What is expected
The entries below must be retyped in full. Keep every word the same.

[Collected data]
=-=-=-=-=
PR #3544, opened 2023-03-13
Remove digest.Parse function and usages

tylerwilliams:


siggisim (approved):

enterprise/server/test/integration/ci_runner/ci_runner_test.go
```diff
@@ -690,7 +690,7 @@ func TestHostedBazel_ApplyingAndDiscardingPatches(t *testing.T) {
 			"--target_repo_url=file://" + targetRepoPath,
 			"--target_branch=master",
 			"--cache_backend=" + app.GRPCAddress(),
-			"--patch_digest=" + fmt.Sprintf("%s/%d", patchDigest.GetHash(), patchDigest.GetSizeBytes()),
+			"--patch_digest=" + fmt.Sprintf("blobs/%s/%d", patchDigest.GetHash(), patchDigest.GetSizeBytes()),
```
bduffany, line 693: if we add the instance name here would that let us remove the backwards-compatibility code?

tools/cas/cas.go
```diff
@@ -66,16 +66,25 @@ func main() {
 	if *blobDigest == "" {
 		log.Fatalf("Missing --digest")
 	}
-	d, err := digest.Parse(*blobDigest)
+	var ind *digest.ResourceName
+	var err error
+
+	if *blobType == "ActionResult" {
+		ind, err = digest.ParseActionCacheResourceName(*blobDigest)
```
bduffany, line 73: IIUC this means the `-digest` flag requires a `blobs/ac` prefix now, or `blobs/` if you're fetching from CAS, which feels a bit more cumbersome

Would be nicer imo to build the resource name string based on the existing digest / instance name flags (using /ac/ only if blobtype is ActionResult), so that we could remove the backwards compatibility code

enterprise/server/test/integration/ci_runner/ci_runner_test.go
tylerwilliams: The test does not set a remote_instance_name, so no changes are required here. I did change hosted_runner.go though which sets these -- now it always passes a full correct download string URI, and I removed the fallback code.

bduffany, line 693: nit: we can rename this to `--patch_uri` since we probably don't need to worry about compatibility during the rollout

bduffany (approved):
LGTM, just one nit

tools/cas/cas.go
tylerwilliams: Fixed this.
=-=-=-=-=
Written solution
PR #3544, opened 2023-03-13
Remove digest.Parse function and usages

tylerwilliams:


siggisim (approved):

enterprise/server/test/integration/ci_runner/ci_runner_test.go
```diff
@@ -690,7 +690,7 @@ func TestHostedBazel_ApplyingAndDiscardingPatches(t *testing.T) {
 			"--target_repo_url=file://" + targetRepoPath,
 			"--target_branch=master",
 			"--cache_backend=" + app.GRPCAddress(),
-			"--patch_digest=" + fmt.Sprintf("%s/%d", patchDigest.GetHash(), patchDigest.GetSizeBytes()),
+			"--patch_digest=" + fmt.Sprintf("blobs/%s/%d", patchDigest.GetHash(), patchDigest.GetSizeBytes()),
```
bduffany, line 693: if we add the instance name here would that let us remove the backwards-compatibility code?

tools/cas/cas.go
```diff
@@ -66,16 +66,25 @@ func main() {
 	if *blobDigest == "" {
 		log.Fatalf("Missing --digest")
 	}
-	d, err := digest.Parse(*blobDigest)
+	var ind *digest.ResourceName
+	var err error
+
+	if *blobType == "ActionResult" {
+		ind, err = digest.ParseActionCacheResourceName(*blobDigest)
```
bduffany, line 73: IIUC this means the `-digest` flag requires a `blobs/ac` prefix now, or `blobs/` if you're fetching from CAS, which feels a bit more cumbersome

Would be nicer imo to build the resource name string based on the existing digest / instance name flags (using /ac/ only if blobtype is ActionResult), so that we could remove the backwards compatibility code

enterprise/server/test/integration/ci_runner/ci_runner_test.go
tylerwilliams: The test does not set a remote_instance_name, so no changes are required here. I did change hosted_runner.go though which sets these -- now it always passes a full correct download string URI, and I removed the fallback code.

bduffany, line 693: nit: we can rename this to `--patch_uri` since we probably don't need to worry about compatibility during the rollout

bduffany (approved):
LGTM, just one nit

tools/cas/cas.go
tylerwilliams: Fixed this.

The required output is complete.